# Bristol PA pictures



## Rich Decker (May 22, 2006)

Here are a few from last weekend, we had tryouts for the 2006 team.

http://www.lostnationvt.com/bristol06.htm


----------



## Bill The Grill Guy (May 23, 2006)

Way to go Rich, thanks for the pics.  Everything looked great.  Was that polenta you had on that plater?


----------



## LarryWolfe (May 23, 2006)

Great looking food Rich!  The ribs and brisket looked OUTSTANDING!  What's the sliced meat with the white sauce?  Prime rib w/horseradish?  Congratulations!


----------



## Puff1 (May 23, 2006)

Nice pics Rich, the dog doesn't look to happy about the costume :!:


----------



## cflatt (May 23, 2006)

Food looks great. wish I wouldve paid enough attention to realize it was only about an hour away.
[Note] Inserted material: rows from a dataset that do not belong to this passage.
PR #254, opened 2017-03-21
Open up nodepool default security group

gandelman-a:
The original spec only allowed SSh through to the nodepool slaves, which blocks
the telnet console ports.  This opens it up so at least bonnyci admins have
access.


omgjlk (approved):
LGTM. Is the security design documented anywhere outside of the spec?

SpamapS (approved):

PR #258, opened 2017-03-22
Reduce duplication, use two v2/v3 vars files instead.

jamielennox:


jamielennox:
missing signed-off etc, will let adam handle this i think

PR #259, opened 2017-03-22
Don't template when: conditions

jamielennox:
I'm never going to figure this quoting out. I thought you had to quote
in ansible v2, but it doesn't want to work that way.

### DIFF
--- a/roles/nodepool/tasks/main.yml
+++ b/roles/nodepool/tasks/main.yml
@@ -125,7 +125,7 @@
     - Restart nodepool
 
 - include: nodepool_v2.yml
-  when: "{{ not nodepool_zuul_v3 }}"
+  when: not (nodepool_zuul_v3 | bool)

I wouldve loved to see competion level cooking and Q.


----------



## Finney (May 23, 2006)

NICE PICS RICH. :!:


----------



## Rich Decker (May 23, 2006)

I'm not sure how to respond to multiple posts so I'll do it the old way.

Bill,
That platter was for the Iron Chief category and the ingredients were potatoes, skirt steak and yellow squash. We just grilled the squash, the meat was marinated in soy and honey and the potatoes were stuffed with mashed potatoes mixed with onion dip ( we were eating with chips) sausage we were eating and borrowed cheese.

Larry, 
That was a standing rib roast with horseradish sauce. We weren't going to do the chiefs choice category but the kids cooked the roast to eat and it was pretty good so (with 10 minutes before turn in time) we decided to turn it in. With more for-thought we could have garnished it better.

Puff,
The dog hated the pig suite, It came to late to dress her up at the contest.


----------



## DaleP (May 24, 2006)

Great looking food is right, and the girls look great too! Glad everything went well for you guys.


----------